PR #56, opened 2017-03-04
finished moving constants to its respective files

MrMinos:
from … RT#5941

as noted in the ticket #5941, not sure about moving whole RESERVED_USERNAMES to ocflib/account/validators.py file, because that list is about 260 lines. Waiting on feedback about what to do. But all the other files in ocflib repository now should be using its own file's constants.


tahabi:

▬▬▬▬▬▬▬▬▬▬

• _PROBLEM TO WORK ON_:
The whole listing above needs to be written out again exactly.

• _SOLUTION TO THE PROBLEM_:
PR #56, opened 2017-03-04
finished moving constants to its respective files

MrMinos:
from … RT#5941

as noted in the ticket #5941, not sure about moving whole RESERVED_USERNAMES to ocflib/account/validators.py file, because that list is about 260 lines. Waiting on feedback about what to do. But all the other files in ocflib repository now should be using its own file's constants.


tahabi:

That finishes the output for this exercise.